Source data:
PR #613, opened 2019-02-11
PARQUET-1228: Format Structures encryption

ggershinsky:


gszadovszky:
To have a passing travis on your feature branch you may use the dev script feature introduced in PARQUET-1490. See https://github.com/apache/parquet-mr/blob/bloom-filter/dev/travis-before_install-bloom-filter.sh as an example.

ggershinsky:
@gszadovszky Thanks, but this wont help, because the format pull request is not merged yet in that feature branch,
https://github.com/apache/parquet-format/pull/124
Would appreciate if you could check if this can be accelerated..

parquet-format-structures/src/main/java/org/apache/parquet/format/Util.java
```diff
@@ -226,11 +347,24 @@ private static InterningProtocol protocol(TIOStreamTransport t) {
...
+    if (null == encryptor) { 
+      try {
+        tbase.write(protocol(to));
+        return;
+      } catch (TException e) {
+        throw new IOException("can not write " + tbase, e);
+      }
+    }
+    // Serialize and encrypt the structure
+    TMemoryBuffer thriftMemoryBuffer = new TMemoryBuffer(100);
```
Fokko: This one implements `Closeable`, can we wrap a try-with-resources around this? And why 100 buffer size? Maybe move this to a constant, instead of having a magic variable.

parquet-format-structures/src/main/java/org/apache/parquet/format/Util.java
```diff
@@ -216,8 +327,18 @@ private static TProtocol protocol(InputStream from) {
   private static InterningProtocol protocol(TIOStreamTransport t) {
     return new InterningProtocol(new TCompactProtocol(t));
   }
+  
 
-  private static <T extends TBase<?,?>> T read(InputStream from, T tbase) throws IOException {
+  private static <T extends TBase<?,?>> T read(InputStream input, T tbase, BlockCipher.Decryptor decryptor, byte[] AAD) throws IOException {
+    InputStream from;
```
Fokko: I like to make variables like these `final`

parquet-format-structures/src/main/java/org/apache/parquet/format/Util.java
```diff
@@ -198,8 +301,16 @@ public void consume(RowGroup rowGroup) {
           }
         })));
       }
+      
+      InputStream from;
```
Fokko: I like to make variables like these `final`

parquet-format-structures/src/main/java/org/apache/parquet/format/Util.java
```diff
@@ -155,13 +226,33 @@ public void addRowGroup(RowGroup rowGroup) {
...
   }
-
+  
+  public static void readFileMetaData(InputStream from, FileMetaDataConsumer consumer, 
+      BlockCipher.Decryptor decryptor, byte[] AAD) throws IOException {
+    readFileMetaData(from, consumer, false, decryptor, AAD);
+  }
+  
   public static void readFileMetaData(InputStream from, final FileMetaDataConsumer consumer, boolean skipRowGroups) throws IOException {
+    readFileMetaData(from, consumer, skipRowGroups, (BlockCipher.Decryptor) null, (byte[]) null);
```
Fokko: I would omit the casting since it doesn't add any value.

parquet-format-structures/src/main/java/org/apache/parquet/format/Util.java
```diff
@@ -155,13 +226,33 @@ public void addRowGroup(RowGroup rowGroup) {
...
+
+    @Override
+    public void setFooterSigningKeyMetadata(byte[] footerSigningKeyMetadata) {
+      md.setFooter_signing_key_metadata(footerSigningKeyMetadata);
+    }
   }
 
   public static void readFileMetaData(InputStream from, FileMetaDataConsumer consumer) throws IOException {
-    readFileMetaData(from, consumer, false);
+    readFileMetaData(from, consumer, (BlockCipher.Decryptor) null, (byte[]) null);
```
Fokko: I would omit the casting since it doesn't add any value.

parquet-format-structures/src/main/java/org/apache/parquet/format/BlockCipher.java
```diff
@@ -0,0 +1,70 @@
...
+ * specific language governing permissions and limitations
+ * under the License.
+ */
+
+package org.apache.parquet.format;
+
+import java.io.IOException;
+import java.io.InputStream;
+
+public interface BlockCipher{
```
Fokko: I would split the `Encryptor` and `Decryptor` in separate files and put them in the `BlockCipher` package. WDYT?

ggershinsky:
Hi Fokko, thanks for the review, much appreciated. Finally, I got some respite from the C++ PRs, now getting to the Java ones.
Regarding autoformat - can do, but please suggest a (Linux cli?) tool for that.

parquet-format-structures/src/main/java/org/apache/parquet/format/Util.java
ggershinsky: try-with-resources sounds good.
100 is the initial alloc. Usually enough for page headers etc, but will auto-grow for larger ones.
Will make it a constant.

parquet-format-structures/src/main/java/org/apache/parquet/format/Util.java
ggershinsky: The value is in compiler detection of buggy calls to wrong methods (wrong signature), causes by typeless nulls.

parquet-format-structures/src/main/java/org/apache/parquet/format/Util.java
ggershinsky: as above.

parquet-format-structures/src/main/java/org/apache/parquet/format/BlockCipher.java
ggershinsky: I'm reluctant to do that. Extra package, with two small files; extra file..

parquet-format-structures/src/main/java/org/apache/parquet/format/Util.java
ggershinsky: caused

parquet-format-structures/src/main/java/org/apache/parquet/format/Util.java
```diff
@@ -55,36 +59,88 @@
 public class Util {
 
   public static void writeColumnIndex(ColumnIndex columnIndex, OutputStream to) throws IOException {
-    write(columnIndex, to);
+    writeColumnIndex(columnIndex, to, (BlockCipher.Encryptor) null, (byte[]) null);
```
chenjunjiedada: I think you don't need to enforce casting here. It will be done by implicit casting.

parquet-format-structures/src/main/java/org/apache/parquet/format/Util.java
```diff
@@ -198,8 +301,16 @@ public void consume(RowGroup rowGroup) {
           }
         })));
       }
+      
+      InputStream from;
+      if (null == decryptor) {
+        from = input;
+      }
+      else {
```
chenjunjiedada: nit: please move this line to the end of last line.

parquet-format-structures/src/main/java/org/apache/parquet/format/Util.java
chenjunjiedada: Could you please paste what kind of compiling error you met?  Maybe we can set an option in the compiler?

parquet-format-structures/src/main/java/org/apache/parquet/format/Util.java
```diff
@@ -226,11 +347,24 @@ private static InterningProtocol protocol(TIOStreamTransport t) {
...
-      tbase.write(protocol(to));
+      tbase.write(new InterningProtocol(new TCompactProtocol(thriftMemoryBuffer)));
     } catch (TException e) {
       throw new IOException("can not write " + tbase, e);
     }
+    byte[] encryptedBuffer = encryptor.encrypt(thriftMemoryBuffer.getArray(), AAD);
+    to.write(encryptedBuffer);
   }
 }
+
```
nandorKollar: nit: remove empty line here

dev/travis-before_install-encryption.sh
```diff
@@ -0,0 +1,27 @@
+# Licensed to the Apache Software Foundation (ASF) under one
```
nandorKollar: I'm afraid that in order for this to work, we'll need https://github.com/apache/parquet-mr/commit/3d8eae78291ace9d9a12839a932c52a785b0b308 too. @ggershinsky should we rebase this branch onto master?

parquet-format-structures/src/main/java/org/apache/parquet/format/BlockCipher.java
```diff
@@ -0,0 +1,70 @@
...
+  
+
+  public interface Encryptor{
+    /**
+     * Encrypts the plaintext.
+     * 
+     * @param plaintext The plaintext starts at offset 0 of the input value, and fills up the entire byte array.
+     * @param AAD Encryption AAD (ignored in case of CTR cipher)
```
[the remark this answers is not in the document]
ggershinsky: sounds good

parquet-format-structures/src/main/java/org/apache/parquet/format/BlockCipher.java
```diff
@@ -0,0 +1,70 @@
...
+     * @return lengthAndCiphertext The first 4 bytes of the returned value are the ciphertext length (little endian int). 
+     * The ciphertext starts at offset 4  and fills up the rest of the returned byte array.
+     * The ciphertext includes the nonce and (in case of GCM cipher) the tag, as detailed in the 
+     * Parquet Modular Encryption specification.
+     * @throws IOException
```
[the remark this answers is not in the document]
ggershinsky: will do

parquet-format-structures/src/main/java/org/apache/parquet/format/BlockCipher.java
```diff
@@ -0,0 +1,70 @@
...
+     * @param AAD Encryption AAD (ignored in case of CTR cipher)
+     * @return plaintext The plaintext starts at offset 0 of the input value, and fills up the entire byte array.
+     * @throws IOException
+     */
+    public byte[] decrypt(byte[] lengthAndCiphertext, byte[] AAD) throws IOException;
+    
+    /**
+     * Convenience decryption method that reads the length and ciphertext from the input stream.
+     * 
+     * @param from
```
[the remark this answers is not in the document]
ggershinsky: sounds good

parquet-format-structures/src/main/java/org/apache/parquet/format/BlockCipher.java
```diff
@@ -0,0 +1,70 @@
...
+    /**
+     * Decrypts the ciphertext. 
+     * 
+     * @param lengthAndCiphertext The first 4 bytes of the input value are the ciphertext length (little endian int). 
+     * The ciphertext starts at offset 4  and fills up the rest of the input byte array.
+     * The ciphertext includes the nonce and (in case of GCM cipher) the tag, as detailed in the 
+     * Parquet Modular Encryption specification.
+     * @param AAD Encryption AAD (ignored in case of CTR cipher)
+     * @return plaintext The plaintext starts at offset 0 of the input value, and fills up the entire byte array.
+     * @throws IOException
```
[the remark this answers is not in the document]
ggershinsky: will document

dev/travis-before_install-encryption.sh
ggershinsky: sounds good to me. this won't affect anything. should I close the pr, and open a new one against the parquet-mr/master?

ggershinsky: @nandorKollar can I ask you to rebase this branch? Or let me know if you prefer me to create a pull request for that.

nandorKollar: @ggershinsky done, let me retrigger Travis to see the test results.

nandorKollar: Seems that Travis fails because the default JDK version is now 11, #665 fixes it.

nandorKollar:
I think Travis fails, because the branch specific install script clones parquet-format inside the parquet-mr working folder (see this path /home/travis/build/apache/parquet-mr/parquet-format/pom.xml), and Rat check fails because parquet-format/blob/master/.github/PULL_REQUEST_TEMPLATE.md is not excluded (in format it is - that's why format builds are not failing, but in mr no exclude pattern matches this file).

I recommend modifying the encryption specific before_install script with cloning and building parquet-format in build directory (before clone, move to TRAVIS_BUILD_DIR `cd $TRAVIS_BUILD_DIR`), and at the end going back to the original directory. Something like this:
```
cd $TRAVIS_BUILD_DIR
git clone https://github.com/apache/parquet-format.git
mvn -f $TRAVIS_BUILD_DIR/apache/parquet-format/pom.xm install -DskipTests
cd -
```

nandorKollar:
Hmm okay, my bad, TRAVIS_BUILD_DIR is the cloned repository path as per https://docs.travis-ci.com/user/environment-variables/.
Then maybe this?
```
cd ../..
git clone -b encryption --single-branch https://github.com/apache/parquet-format.git
cd parquet-format
mvn install -DskipTests
cd $TRAVIS_BUILD_DIR
```

nandorKollar:
Ouch, hit log record limit. When building parquet-format, I recommend adding --batch-mode so that download progress report messages are not emitted.

ggershinsky:
yesss. thanks @nandorKollar for helping with this! I'll get working on addressing the comments.

parquet-format-structures/src/main/java/org/apache/parquet/format/Util.java
nandorKollar: I removed the extra casts, and didn't get any compile error. I'm also curious what was the error message you got.

ggershinsky: Yep, it compiles, but the reason is to prevent compiler to cast this to an overloaded method with a different object type in place of the decryptor etc. A sort of precaution.

ggershinsky:
Hi guys, I think I've addressed all comments, but let me know if I've missed anything.

parquet-format-structures/src/main/java/org/apache/parquet/format/Util.java
nandorKollar: I can't imagine any scenario where this could happen. I think if there's an overloaded method with different parameters, and the compile can't figure out which method to call, then it would be a compilation error. In that case casting is the way to give hint to the compiler, that you'd like to call the method with BlockCipher.Decryptor and byte[] parameters, but in this case the method invocation is clear without casting too.

ggershinsky: I see. Ok, looks like we have two options: 1) leave the code as is - the cast helps code readers to understand what is nulled (in this case, that we call methods without encryption); also, it's  harmless 2) remove the casts in this and other pull requests. 
Please let me know your preference, I'm fine with either option.

nandorKollar: I personally prefer more compact code, and looks like @Fokko thinks the same, so if you don't mind, then let's remove those casts, that are not necessary and don't add any value!

parquet-format-structures/src/main/java/org/apache/parquet/format/BlockCipher.java
nandorKollar: I think keeping these interfaces in the same file is acceptable, they're not too big.

parquet-format-structures/src/main/java/org/apache/parquet/format/Util.java
nandorKollar: nit, but not yet addressed, @ggershinsky could you please apply Junjie's recommendation?

nandorKollar:
@ggershinsky I think you missed some of the comments from @Fokko about final variables and formatting.

parquet-format-structures/src/main/java/org/apache/parquet/format/Util.java
ggershinsky: Ok, will do that.

parquet-format-structures/src/main/java/org/apache/parquet/format/Util.java
ggershinsky: will do, sorry for missing this.

ggershinsky:
@nandorKollar I have made these variables final as per the recommendation from @Fokko. Have I missed some  variables? I'll check again.
Regarding auto-formatting - I don't know how to do that, that's why I've asked for an advise before. Is there a tool for that? Or a simple "ctrl-i" in Eclipse will do?

ggershinsky:
@nandorKollar  comments are addressed. 
To format the code, I've used the Eclipse formatting tool.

Task statement:
Whenever a line of the data includes the word "endian", show that line in full.

Result of the exercise:
+     * @return lengthAndCiphertext The first 4 bytes of the returned value are the ciphertext length (little endian int). 
+     * @param lengthAndCiphertext The first 4 bytes of the input value are the ciphertext length (little endian int). 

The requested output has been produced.